[[ Available data, beginning ]]

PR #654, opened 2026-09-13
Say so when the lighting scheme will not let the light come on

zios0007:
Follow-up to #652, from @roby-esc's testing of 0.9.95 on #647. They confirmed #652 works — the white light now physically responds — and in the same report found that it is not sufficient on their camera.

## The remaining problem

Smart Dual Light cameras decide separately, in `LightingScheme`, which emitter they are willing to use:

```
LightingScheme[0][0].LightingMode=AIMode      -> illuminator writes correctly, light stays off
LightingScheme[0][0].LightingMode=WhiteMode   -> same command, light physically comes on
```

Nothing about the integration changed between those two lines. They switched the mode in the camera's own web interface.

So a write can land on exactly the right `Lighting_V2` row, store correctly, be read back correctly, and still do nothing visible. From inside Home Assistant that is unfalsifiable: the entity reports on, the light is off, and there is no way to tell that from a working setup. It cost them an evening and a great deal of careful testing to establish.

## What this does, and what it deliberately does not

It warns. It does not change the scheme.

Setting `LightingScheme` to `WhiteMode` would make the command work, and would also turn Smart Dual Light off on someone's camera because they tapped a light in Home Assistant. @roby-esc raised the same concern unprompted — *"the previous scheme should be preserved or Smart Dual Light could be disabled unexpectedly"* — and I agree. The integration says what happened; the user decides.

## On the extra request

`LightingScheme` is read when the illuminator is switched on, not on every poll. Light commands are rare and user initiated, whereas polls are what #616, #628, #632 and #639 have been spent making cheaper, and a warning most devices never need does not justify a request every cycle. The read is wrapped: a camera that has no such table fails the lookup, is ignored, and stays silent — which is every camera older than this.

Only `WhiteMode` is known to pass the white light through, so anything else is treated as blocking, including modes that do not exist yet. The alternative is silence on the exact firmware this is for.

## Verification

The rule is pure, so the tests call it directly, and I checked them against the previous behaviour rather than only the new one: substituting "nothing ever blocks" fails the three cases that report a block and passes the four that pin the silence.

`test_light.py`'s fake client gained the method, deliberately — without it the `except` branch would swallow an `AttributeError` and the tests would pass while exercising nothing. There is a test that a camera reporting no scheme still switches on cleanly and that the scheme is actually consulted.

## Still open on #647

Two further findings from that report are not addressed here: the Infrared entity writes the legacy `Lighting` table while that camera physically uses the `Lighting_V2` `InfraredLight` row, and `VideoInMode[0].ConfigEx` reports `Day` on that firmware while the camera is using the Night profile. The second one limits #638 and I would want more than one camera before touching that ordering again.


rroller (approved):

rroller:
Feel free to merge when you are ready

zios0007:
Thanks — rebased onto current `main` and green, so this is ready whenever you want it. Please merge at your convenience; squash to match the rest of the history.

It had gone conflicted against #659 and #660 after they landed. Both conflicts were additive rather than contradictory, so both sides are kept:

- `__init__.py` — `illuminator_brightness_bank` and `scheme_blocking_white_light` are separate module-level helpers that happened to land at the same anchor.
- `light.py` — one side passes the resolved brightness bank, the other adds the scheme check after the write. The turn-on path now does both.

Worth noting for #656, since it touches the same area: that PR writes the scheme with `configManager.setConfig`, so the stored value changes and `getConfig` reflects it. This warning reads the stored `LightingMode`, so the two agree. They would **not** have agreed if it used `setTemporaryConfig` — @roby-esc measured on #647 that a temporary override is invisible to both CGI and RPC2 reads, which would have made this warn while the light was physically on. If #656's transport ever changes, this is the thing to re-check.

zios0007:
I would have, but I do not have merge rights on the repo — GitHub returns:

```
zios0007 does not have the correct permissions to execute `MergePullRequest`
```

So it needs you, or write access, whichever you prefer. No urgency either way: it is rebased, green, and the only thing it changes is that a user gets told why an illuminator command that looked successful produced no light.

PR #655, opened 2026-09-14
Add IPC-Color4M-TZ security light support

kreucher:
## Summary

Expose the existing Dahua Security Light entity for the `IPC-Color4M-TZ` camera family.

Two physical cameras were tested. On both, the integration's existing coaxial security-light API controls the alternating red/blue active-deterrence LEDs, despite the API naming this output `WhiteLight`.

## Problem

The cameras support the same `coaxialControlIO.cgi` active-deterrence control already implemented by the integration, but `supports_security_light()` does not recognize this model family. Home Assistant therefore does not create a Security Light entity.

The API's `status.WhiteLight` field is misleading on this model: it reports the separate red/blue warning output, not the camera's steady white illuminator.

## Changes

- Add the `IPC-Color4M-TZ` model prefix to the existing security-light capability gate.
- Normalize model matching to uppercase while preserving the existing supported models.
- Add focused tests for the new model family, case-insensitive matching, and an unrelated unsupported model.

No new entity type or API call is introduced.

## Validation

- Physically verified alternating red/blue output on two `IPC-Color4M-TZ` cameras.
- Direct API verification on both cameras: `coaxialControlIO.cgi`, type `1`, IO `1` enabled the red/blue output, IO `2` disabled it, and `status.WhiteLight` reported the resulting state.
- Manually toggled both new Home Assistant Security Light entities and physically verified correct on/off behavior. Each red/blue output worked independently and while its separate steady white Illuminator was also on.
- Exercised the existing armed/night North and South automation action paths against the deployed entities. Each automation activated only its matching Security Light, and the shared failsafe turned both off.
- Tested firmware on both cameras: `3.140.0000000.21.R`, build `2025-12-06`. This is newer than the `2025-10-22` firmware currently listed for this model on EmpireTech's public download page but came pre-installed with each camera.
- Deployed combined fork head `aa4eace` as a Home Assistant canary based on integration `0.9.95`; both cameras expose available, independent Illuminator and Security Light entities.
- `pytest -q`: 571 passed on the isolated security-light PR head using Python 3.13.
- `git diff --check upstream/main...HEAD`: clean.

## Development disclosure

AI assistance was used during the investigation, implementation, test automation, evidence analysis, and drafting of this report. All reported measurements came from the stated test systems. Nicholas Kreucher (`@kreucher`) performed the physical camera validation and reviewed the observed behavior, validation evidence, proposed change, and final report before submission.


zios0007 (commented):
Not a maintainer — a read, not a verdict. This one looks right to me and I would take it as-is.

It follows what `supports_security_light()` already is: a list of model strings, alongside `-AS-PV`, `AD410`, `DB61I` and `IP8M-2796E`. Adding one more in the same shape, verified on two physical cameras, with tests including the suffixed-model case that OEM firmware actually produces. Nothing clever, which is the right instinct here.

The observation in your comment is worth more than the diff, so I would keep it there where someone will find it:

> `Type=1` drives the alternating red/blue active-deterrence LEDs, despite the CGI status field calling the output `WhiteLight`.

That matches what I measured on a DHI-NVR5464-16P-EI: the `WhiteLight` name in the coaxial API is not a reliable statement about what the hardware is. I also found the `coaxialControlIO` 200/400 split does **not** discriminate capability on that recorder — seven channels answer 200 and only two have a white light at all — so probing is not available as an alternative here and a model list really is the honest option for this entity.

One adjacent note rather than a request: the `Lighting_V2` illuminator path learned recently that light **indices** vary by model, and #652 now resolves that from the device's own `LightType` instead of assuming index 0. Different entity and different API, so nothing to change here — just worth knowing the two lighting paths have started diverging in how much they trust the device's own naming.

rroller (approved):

[[ Available data, end ]]

_Work item_: Would you copy out exactly the lines above that start at the one containing "- Physically verified" and end at the one containing "- Manually toggled", inclusive?

_Worked solution_:
- Physically verified alternating red/blue output on two `IPC-Color4M-TZ` cameras.
- Direct API verification on both cameras: `coaxialControlIO.cgi`, type `1`, IO `1` enabled the red/blue output, IO `2` disabled it, and `status.WhiteLight` reported the resulting state.
- Manually toggled both new Home Assistant Security Light entities and physically verified correct on/off behavior. Each red/blue output worked independently and while its separate steady white Illuminator was also on.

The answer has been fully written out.